Mr. Chavies operates a school in Arcadia, California.  It is located at 153 Santa Anita, Arcadia, CA.  His website is AmericanKenpoConcepts.com

Hope this helps.

Darin
AZKenpo1


----------



## Michael Billings (Feb 22, 2004)

azkenpo1 said:
			
		

> Mr. Chavies operates a school in Arcadia, California.
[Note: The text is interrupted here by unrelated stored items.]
PR #52, opened 2020-06-06
Implement Key Competencies step

MBuchalik:
I have implemented the frontend for the Key Competencies step. (Originally, this was called "Technical Knowledge".)

This PR is pretty huge. I'd suggest to simply try the functionality out locally.


frontend/src/app/forms/forms.page.ts
```diff
@@ -72,6 +73,12 @@ export class FormsPage implements OnInit, OnDestroy {
       field: new FormControl<string[]>([], Validators.required),
       designation: new FormControl<string[]>([], Validators.required),
     }),
+    keyCompetencies: new FormGroup<KeyCompetencies>({
+      languages: new FormControl([], Validators.required),
+      professionalSoftware: new FormControl([]),
+      databases: new FormControl([]),
+      programmingLanguagesAndFrameworks: new FormControl([]),
+    }),
```
denoribi, line 81: For now its okay to just use only languages as validator, but maybe we can make this dependent, on which jobs the student is applying to. So as an dev, he should need to fill out the programming languages too.

frontend/src/app/forms/steps/key-competencies/key-competencies.component.scss
```diff
@@ -0,0 +1,13 @@
+.list-item-label {
+  font-weight: 500;
+  letter-spacing: 1px;
+  font-size: 1.2rem;
+  white-space: normal;
+}
```
denoribi, line 6: I think the font-weight is here a bit too strong, 400 would be enough for me.

frontend/src/app/forms/steps/key-competencies/rating-modal/item-popover/item-popover.component.html
```diff
@@ -0,0 +1,37 @@
...
+      </ion-button>
+    </ion-buttons>
+  </ion-toolbar>
+</ion-header>
+
+<ion-content class="ion-padding">
+  <div class="description">
+    Please rate your skills from 1 (not good) to 5 (excellent).
+  </div>
+
```
denoribi, line 25: I don't think they should vote from "not good" to "excellent". I mean as an applicant, I never want to say, I'm not good in something. I have experience or i don't have one and then i will just not click on it and say, i have skills in it. So here would be instead of "not good" something like "basic" better, or maybe for the different key competencies different rating scales.

frontend/src/app/forms/steps/key-competencies/rating-modal/rating-modal.component.html
```diff
@@ -0,0 +1,79 @@
+<ion-header>
+  <ion-toolbar>
+    <ion-buttons slot="end">
+      <ion-button (click)="closeModal()">Close</ion-button>
+    </ion-buttons>
+  </ion-toolbar>
```
denoribi, line 6: Would it here be better to say "Save" or "rate" instead of "Close" ?

denoribi (commented):
Really good job Martin! 
I mainly focused on the design in my review, so the most comments are just some proposals for design changes. 

But overall for me it looks really good and i think this could be merged. Maybe @Bharathravi1995 wants to have a look on it too, before, because its really a big US.

frontend/src/app/forms/steps/key-competencies/key-competencies.component.scss
MBuchalik: I wanted to make it like in the mockups. So if you are ok with it, I would leave it as it is for now :) The items are pretty important, so I guess it is good to have them stick out a bit

frontend/src/app/forms/steps/key-competencies/rating-modal/item-popover/item-popover.component.html
MBuchalik: Hm what about the following: We leave it as it is for now and then discuss in the team on how we should call it. Or even ask the Industry Partners. Would that be ok?

frontend/src/app/forms/steps/key-competencies/rating-modal/rating-modal.component.html
MBuchalik: Currently, when using the slider to update the rating, then the rating is automatically saved. If there is a "Save" button, then as a user, I'd expect that nothing is saved until I press this button. Because of this, I decided to call it "Close". What do you think - is this ok?

In the original mockups, I had such a feature: There was one "Save" and one "Cancel" button. But while implementing this, I figured that having just one "Close" button makes things easier to implement.

denoribi: But when I think of "Close", then I'm not sure if i the data is now saved and transposed. So i thought about something like "Submit" then maybe. But we can ask the team about this, too. :)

It is located at 153 Santa Anita, Arcadia, CA. His website is AmericanKenpoConcepts.com
> 
> Hope this helps.
> 
> ...


 I tried to visit his website and add it to my links at _*Kenpo-Texas.com*_, but it required a password to even view it.  If there is a public area, please post the URL.  

 Thanks, 
 -Michael


----------



## azkenpo1 (Feb 23, 2004)

Michael Billings said:
			
		

> I tried to visit his website and add it to my links at _*Kenpo-Texas.com*_, but it required a password to even view it.  If there is a public area, please post the URL.
> 
> Thanks,
> -Michael




It is www.AmericanKenpoConcepts.com

If you leave out the WWW it does ask for a password, don't know why.

Take care,

Darin


----------



## azkenpo1 (Feb 23, 2004)

Brian Jones said:
			
		

> Don't know if this is what you are looking for but I met Mr. Chavies at Jeff Speakman's Camp in 2001.  He did a great seminar, and I know he is one of the people demonstrating in Infinite Insights, vol. 5.  At the camp, during the introductions they made mention that there had been a falling out (either between Mr. Chavies and Mr. Parker or with the IKKA). But that they were glad he was coming back into the Kenpo fold.  I amnot sure where Mr. Chavies is located now, I am taking a shot and saying California.
> 
> Hope this helps,
> 
> Brian Jones



Mr. Chavies left the IKKA in approximately 1997 or 1998.  He was close to Mr. Parker up until Mr. Parker passed away.


----------



## Michael Billings (Feb 23, 2004)

azkenpo1 said:
			
		

> It is www.AmericanKenpoConcepts.com
> 
> If you leave out the WWW it does ask for a password, don't know why.
> 
> ...


 Thanks mucho, I have not seen him in 5 - 6 years.  Appreciate the link.

 -Michael


----------



## Doc (Feb 24, 2004)

Nick Ellerton said:
			
		

> I am extremely entirgued but the mysterious lack of knowledge able to be obtained anywhere about Mr Tommy Chavies. So please if any of you in these forums no anything about mr chavies i would like to read it.
> 
> cheers.



Tommy Chavies is a 2nd generation black belt under me on the family tree.


----------



## N1ck8586 (Mar 20, 2007)

Reading information about mr chavies online, it is mixed; some say he is 1st generation others say second, all in all i really dont think it matters who is under who or who is ranked higher than the other, all that matters is the enjoyment of the art by one self and the contribution to making sure it continues to stay strong.


----------



## Doc (Mar 20, 2007)

N1ck8586 said:


> Reading information about mr chavies online, it is mixed; some say he is 1st generation others say second, all in all i really dont think it matters who is under who or who is ranked higher than the other, all that matters is the enjoyment of the art by one self and the contribution to making sure it continues to stay strong.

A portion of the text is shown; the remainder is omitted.